What speed is needed for a spacecraft to travel 10 light-years in one year?

[msimmons]

Homework Statement

Plans are made to send a spacecraft from Earth to a nearby start 10 light years away. The system support will last one year and one day. The trip is one way trip.

a) What speed must the craft travel to arrive at the star with battery power for one day to make the measurement? (aka, you have one year.)

b) For the reference frame with the spacecraft , what is the distance between the Earth and the star? (so how far does it go that it measures?)

Homework Equations

As far as I know only
$$t'=(t-vx/c^2)\gamma$$
$$x'=(x-vc)\gamma$$
$$\gamma=(1-v^2/c^2)^{-1/2}$$

The Attempt at a Solution

Well, from what I can gather the Earth is in the x' frame and the spacecraft is in the x frame.
So t=1, and x' = 10ly

solving the t' equation for t , then pushing it into the x' equation I get (assuming I didn't make any silly mistakes)
$$x'=(x(1+v^2/c^2))\gamma-vt'$$
which won't work because I have two unknowns, (x and v). solving the other way around (first x' for x, then putting it into the t' eqn) I get
$$t'=(t(1+xv^2/c^2))\gamma-x'v^2/c^2$$
which predictably arrives at the same conclusion.

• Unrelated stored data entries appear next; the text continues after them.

PR #791, opened 2018-03-27
Make variables local

dritter:
This is a rather small change. I recently stumbled upon the option `setopt WARN_CREATE_GLOBAL` that 🙄 warns about creating global variables. With this PR I made all unnecessary global variables local.

### DIFF
--- a/functions/colors.zsh
+++ b/functions/colors.zsh
@@ -35,11 +35,11 @@ function getColor() {
     fi
   else
     # named color added to parameter expansion print -P to test if the name exists in terminal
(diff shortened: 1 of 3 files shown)


AtomicCoding:
@dritter Ok thanks! Sorry!

dritter:
No need to apologize. It is a valid question ;)

bhilburn:
@dritter - Oh, awesome! Thanks for having a look at this and taking the time to fix this. Another good PR `=)`

Issue #735, opened 2018-02-03
Readme for shorten strategy for dir segment is ambiguous


dualscyther:
The current README says that the default value for `POWERLEVEL9K_SHORTEN_STRATEGY` is "None". It also says that the `POWERLEVEL9K_SHORTEN_DIR_LENGTH` is 2.
In the table which defines which each of the different strategies do, the default strategy is listed as "truncate whole directories from left".

The default behaviour could be interpreted as either:
- truncate the path such that it only shows 2 directories.
- don't perform any truncation

Currently, the latter option is what happens (which I agree is good default behaviour). What actually happens is that there is no path shortening unless:
- `POWERLEVEL9K_SHORTEN_STRATEGY` is set
  - Then `POWERLEVEL9K_SHORTEN_DIR_LENGTH` defaults to 2
- `POWERLEVEL9K_SHORTEN_DIR_LENGTH` is set
  - Then `POWERLEVEL9K_SHORTEN_STRATEGY` defaults to .. default (truncate directories)

This is a bit unintuitive.. A simple fix would just be to actually provide a `none` option and a `truncate_folder` option - rather than needing to set `POWERLEVEL9K_SHORTEN_DIR_LENGTH` in order to experience the default `truncate_folder` behaviour.

bhilburn:
Hey @dualscyther - Thanks so much for the feedback! I can see how the current docs might create confusion.

I agree, adding a `truncate_folder` option rather than `default` is more intuitive, and makes the `SHORTEN_DIR_LENGTH` field more immediately understandable. This is a fairly easy fix, as we can create the new option and ghost default to it, thus preserving backwards compatibility with configs.

Are you up for creating a PR for this?

(My apologies for the long delay in getting back to you, by the way!)

dualscyther:
Sure

bhilburn:
Closing this in favor of tracking it in #793

PR #793, opened 2018-03-31
Improve truncation strategy API

dualscyther:
Do not merge this yet as it is just a change to the README and is not actually implemented, this is just an RFC at the moment. This is in response to #735 

Breaking changes:

* Users that have only set `POWERLEVEL9K_SHORTEN_DIR_LENGTH` without setting `POWERLEVEL9K_SHORTEN_STRATEGY` will no longer experience a default strategy of directory truncation from the left. Instead, they must explicitly set `POWERLEVEL_9K_SHORTEN_STRATEGY` to `truncate_dirs`.

cc:
@bhilburn

### DIFF
--- a/README.md
+++ b/README.md
@@ -368,20 +368,21 @@ Customizations available are:
 
 | Variable | Default Value | Description |
 |----------|---------------|-------------|
-|`POWERLEVEL9K_DIR_PATH_ABSOLUTE`|None|If set to `true`, will use absolute paths instead of home folder abbreviation `~`|
+|`POWERLEVEL9K_SHORTEN_STRATEGY`|See below|How the directory strings should be truncated. No truncation occurs by default. See the table below for more information.|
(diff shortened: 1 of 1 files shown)


bhilburn:
I like this approach. It simplifies the configuration, I think, and makes it more clear which options affect which behaviors.

@dritter - What are your thoughts, here?

bhilburn:
Hey @dualscyther! Were you interested in finishing up this PR and getting it merged! It would be great to have it merged into `next` for our next release. And, if we are going to break something, now is the time to do it.

@dritter - Thoughts?

dualscyther:
Hey @bhilburn I'm down to finish this PR, when is the next planned release? Sorry for the late reply :(

bhilburn:
Hey @dualscyther! Any chance you're still up for taking this on? It would be great to get this update made `=)`

dualscyther:
Hey, yes! I've just been a little busy with studies but I'll try to get on this :)

dualscyther:
@bhilburn Sorry I'm not actually sure where to make this change as it seems things have moved around a little bit. I assume I'm meant to be looking at the `next` branch?

dritter:
Yes, the `next` branch is the right branch to look at.

dualscyther:
@bhilburn  Might have to put this on hold unless someone can take over, as I've recently become a bit busy :(

PR #887, opened 2018-06-29
Windows battery support

ratijas:
Initial support for battery widget on Windows OS.

It uses [WMIC](https://docs.microsoft.com/ru-ru/windows/desktop/WmiSdk/wmi-start-page) output which looks pretty reliable to parse with stuff like grep and sed.

I admit there's still some work to do, like supporting systems without batteries and respecting `$POWERLEVEL9K_BATTERY_LOW_THRESHOLD` variable.

But it's a good starting point, and I would be glad to hear feedback from MINGW / MSYS2 users.

### DIFF
--- a/functions/utilities.zsh
+++ b/functions/utilities.zsh
@@ -86,7 +86,7 @@ case $(uname) in
       OS='OSX'
       OS_ICON=$(print_icon 'APPLE_ICON')
       ;;
-    CYGWIN_NT-*)
+    CYGWIN_NT-* | MINGW32_NT-* | MINGW64_NT*)
       OS='Windows'
       OS_ICON=$(print_icon 'WINDOWS_ICON')
       ;;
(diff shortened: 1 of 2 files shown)


dritter:
Hi @ratijas !

Thank you very much for your PR, and sorry for the delay. We've done quite some work on the `next` branch in the meantime. Could you update your PR?
And could you provide the output of `wmic Path Win32_Battery Get /format:list` and add a test for the battery segment on windows. That would be awesome.

dritter:
Btw. I just merged another PR that touches the battery segment. Could you update your PR?

For the records, [here](https://forums.lenovo.com/t5/ThinkPad-T400-T500-and-newer-T/Lenovo-T470-Core-i5-7200u-Slow-performance-on-battery/m-p/3804422#M118897) is a sample output of `wmic Path Win32_Battery Get /format:list`.

dritter:
Closing in favour of #1120

PR #888, opened 2018-06-30
Fix os detection for MSYS

blackb1rd:


ratijas:
Wow, cool. How did you achieve that?

I have two MSYS2 shells: 32 and 64 bit versions, both report something like `MINGW(32|64)_NT-*`, but i never saw `MSYS_NT-*`.

Maybe it would be reasonable to add it into this commit? https://github.com/bhilburn/powerlevel9k/pull/887/commits/0fc517ce788ee35bba57e53494859e89777c3fe1

blackb1rd:
@ratijas how did you run MSYS? there are 3 shell types(you could see more detail in `msys2_shell.cmd` file) and when call `uname` command, the result will show as below:
mingw32 -> MINGW32_NT-*
mingw64 -> MINGW64_NT-*
msys2 -> MSYS_NT-*

Normally, MSYS2 is using msys2 shell type then result of `uname` will be `MSYS_NT-*`.

bhilburn:
Thanks so much for putting together this fix and contributing it, @blackb1rd! Much appreciated, and welcome to P90x :)

Issue #885, opened 2018-06-27
Is there a way to truncate directory name from left?


munjalpatel:
I see there is a `truncate_from_right` strategy. However, I want to truncate names from left instead of right. Is there a similar `truncate_from_left` option?

dritter:
Hi @munjalpatel !

@onaforeignshore was so kind to add this missing truncation option. Could you try that PR (#889) and see if that works for you? That would be awesome.

bhilburn:
Thanks so much for opening this, @munjalpatel! Closing this in favor of tracking the discussion in #998, where the work is happening `=)`

PR #889, opened 2018-07-01
Dir - New Strategy - truncate_from_left

onaforeignshore:
New strategy for the dir segment - truncate_from_left

This adds the ability to shorten a directory from the left. It leaves just the end of a folder name untouched. E.g. your folders will be truncated like so: "/..9k/..st/segments". How many characters will be untouched is controlled by P9K_SHORTEN_DIR_LENGTH.

NOTE: Created in response to #885


onaforeignshore:
Replaced by #998

PR #891, opened 2018-07-02
kubecontext: fix context, namespace comparison

krmcbride:
Maybe the original author happened to name their context `k8s_namespace` 🤔

### DIFF
--- a/powerlevel9k.zsh-theme
+++ b/powerlevel9k.zsh-theme
@@ -1429,7 +1429,7 @@ prompt_kubecontext() {
 
     local k8s_final_text=""
 
-    if [[ "$k8s_context" == "k8s_namespace" ]]; then
+    if [[ "$k8s_context" == "$k8s_namespace" ]]; then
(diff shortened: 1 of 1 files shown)


dritter:
Good catch @krmcbride !

Summoning @iScrE4m , @zikes and @captjt for better Review :)

iScrE4m:
Thanks for doing this, I was actually embarassed to fix it, hoping noone else was naming them the same. Now my shame every time I look at the prompt can go away.

zikes:
LGTM :+1: 

Slightly related, but I recently discovered https://github.com/jonmosco/kube-ps1 and it might be worthwhile integrating that somehow rather than "rolling our own" :thinking:

bhilburn:
Thanks so much for the fix, @krmcbride, and thanks for the reviews @iScrE4m @zikes @captjt! Great work all around. Welcome to P9k @krmcbride :)

Interesting idea @zikes! I'll check it out.

PR #893, opened 2018-07-06
Improve upsearch

dritter:
This PR improves upsearch to be more performant and more maintainable.

In terms of performance, it changes multiple recursive calls to (well, builtins, but anyway) `pushd` and `popd` to just one external call to `find`. This is possible, because `find` can take multiple paths to search in. E.g. `find /Users/dr/test/1/12/123 /Users/dr/test/1/12 -maxdepth 1 -name .bla`

To build up the paths to search in, we loop through all directories, until the root is reached. This is a simple string operation, as we just cut off the last slash.
bildschirmfoto 2018-06-26 um 23 43 34
(And so on, until the root was reached).

After that we just pass these paths to `find`.

Previously, that was a recursive call:
bildschirmfoto 2018-06-26 um 23 43 07
As you can see there is much more going on.

The `upsearch` function now returns the results in opposite order. Previously it returned the shortest match first, now it's the longest.
bildschirmfoto 2018-07-06 um 18 09 39

Another difference is that with `truncate_with_folder_marker` strategy, the first character is not slash any more.. This could be added easily again, but I wanted to keep the truncation strategies more consistent.

Unfortunately, I wasn't able to `time` the old upsearch, so there is no real comparison..


dritter:
@onaforeignshore did some research and found a recursive glob as described [here](https://unix.stackexchange.com/a/64164) which is even more efficient. Btw. using find never was, as Christo found out:
```zsh
# Using current upsearch...
( repeat 10000; do; upsearch_old $1 > /dev/null; done; )  9.62s user 13.44s system 99% cpu 23.092 total

# Using upsearch with find...
( repeat 10000; do; upsearch_new $1 > /dev/null; done; )  18.05s user 22.16s system 90% cpu 44.275 total

# Using upsearch with zsh globbing...
( repeat 10000; do; results=(${(f)"$( print -rl (../)#$1(:a:h) )"}) ; done; )  7.38s user 22.29s system 99% cpu 29.960 total
```

bhilburn:
This one is really exciting. I'll be super happy to have this merged into `next`! Nice work, @dritter @onaforeignshore

dritter:
Heads up:
Upsearch with globbing does not work with symlinked paths. I already asked for help on the [mailing list](http://www.zsh.org/mla/users/2018/msg00698.html). If anyone here can help out, that would be great.

dritter:
Test-Folder: /tmp/xxx/1/12/123/1234/12345/123456/1234567/gap dir/ülü/hello/this/it/is
Command: `time (repeat 10000; do; __p9k_upsearch .shorten_folder_marker >/dev/null; done)`

#### Upsearch with loop
Upsearch Code:
```zsh
local -a results
local currentDir="${PWD}"

while [[ "${currentDir}" != / ]]; do
  currentDir="${currentDir:h}"
  [[ -f "${currentDir}/${1}" || -d "${currentDir}/${1}" ]] && results+=("${currentDir}")
done

# Print in lexical order
print -l ${(@O)results}
```
**2,29s user 1,95s system 99% cpu 4,265 total**

#### Upsearch with find
Upsearch-Code
```zsh
  local currentPath="${PWD}"
  local -a paths
  paths=()
   while [[ -n "${currentPath}" ]]; do
    # Remove the last dir part (delete after last slash)
    currentPath="${currentPath%/*}"
    # Add to paths array
    paths+=("${currentPath}")
  done
   # Search in all Paths for file. The paths are escaped
  # automatically by ZSH. We just need to pass every value
  # from the array ((@) modifier).
  # command find "${(@)paths}" -maxdepth 1 -name "${1}"
  command find "${(@)paths}" -maxdepth 1 -name "${1}" 2>/dev/null
```
**18,18s user 27,20s system 91% cpu 49,649 total**

#### Upsearch recursive
Upsearch Code (requires `setopt extended_glob`):
```zsh
  local -a results
  # Search upwards (See https://unix.stackexchange.com/a/64164)
  results=((../)#$1(:a)) 2>/dev/null

  # Print in lexical order
  print -l ${(@o)results}
```
**2,32s user 7,10s system 99% cpu 9,465 total**

#### Upsearch from current master
Upsearch Code:
```zsh
  if [[ "$PWD" == "$HOME" || "$PWD" == "/" ]]; then
    echo "$PWD"
  elif test -e "$1"; then
    pushd .. > /dev/null
    upsearch "$1"
    popd > /dev/null
    echo "$PWD"
  else
    pushd .. > /dev/null
    upsearch "$1"
    popd > /dev/null
  fi
```
**229,82s user 93,12s system 99% cpu 5:24,70 total**

dritter:
I changed the behaviour now to use globs with the cost of a bit of performance. The same test in the same directory now finishes in:
**4,66s user 2,11s system 99% cpu 6,824 total**

For me this is acceptable, considering this test was done in 10000 iterations.

The benefits of my change are:
- You can find multiple files at once. This is especially helpful, because I want to refactor the `truncate_with_package_name` shorten strategy (needs to search for `composer.json` or `package.json`). Before, you had to do the upsearch twice.
- You can specify which type the folder marker is of. The second parameter to `__p9k_upsearch` is the glob qualifier. To search for files only, use `.`, for directories use `/`, for symlinks `@`, for a combination concat them with `,` (and [many more](http://zsh.sourceforge.net/Doc/Release/Expansion.html#Glob-Qualifiers)). See [testUpsearchWithFileGlobs](https://github.com/bhilburn/powerlevel9k/blob/6202c68b3ed5cf3323694d83252f32d55bc5d7b1/test/functions/utilities.spec#L207).
- You can do a fuzzy matching, thanks to globs.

So my approach is wrong, but I can't figure out how else to approach it.

 

[lightgrav]

no, I think the supplies are consumed in 1 year of *proper time* in the spaceship.
The duration t2' -t1' ... (=Dt') has to be gamma factor *shorter*
than the time in any other reference frame.

 

[msimmons]

I'm not sure I understand what you mean.
I know the 1 year is in proper time of the spaceship, but I thought that would make it the unprimed frame and the Earth the primed frame. is that backwards?

 

[lightgrav]

the time interval between any two events is *dilated* in all *non-proper* frames.
The first equation you have for your PRIMED frame has :
(t2' - t1') = (t2g -vxg ) - (t1g - vxg ) ... ~ (t2 - t1)g , so IT is dilated by gamma.

 

[astromaestro]

Ok, forget primed and unprimed and just think of SR principles. The distance to the star in the Earth frame is 10 LY. However, in the spaceship's frame, the ruler used to measure that distance will be length contracted, so the astronauts will say that they are traveling a shorter distance, namely $$\frac{10 LY}{\gamma}=10 LY\sqrt{1-\frac{v^2}{c^2}}$$. The fuel supply gives one year in the rocket's frame. So both the mission control on Earth and the astronauts on the rocket will agree on their relative speed, so let's just invoke the simple kinematic equation $$v=\frac{d}{\Delta t}$$ which applies in both frames but we must be sure to use $$d$$ and $$\Delta t$$ for the same frame. From earth, the rocket travels a longer distance for a longer time, and from the rocket, it travels a shorter distance for a shorter time, but still at the same speed. So we have $$v=\frac{10 LY\sqrt{1-\frac{v^2}{c^2}}}{1 yr}\Longrightarrow v=\sqrt{\frac{100}{101}}c$$. Does that make sense?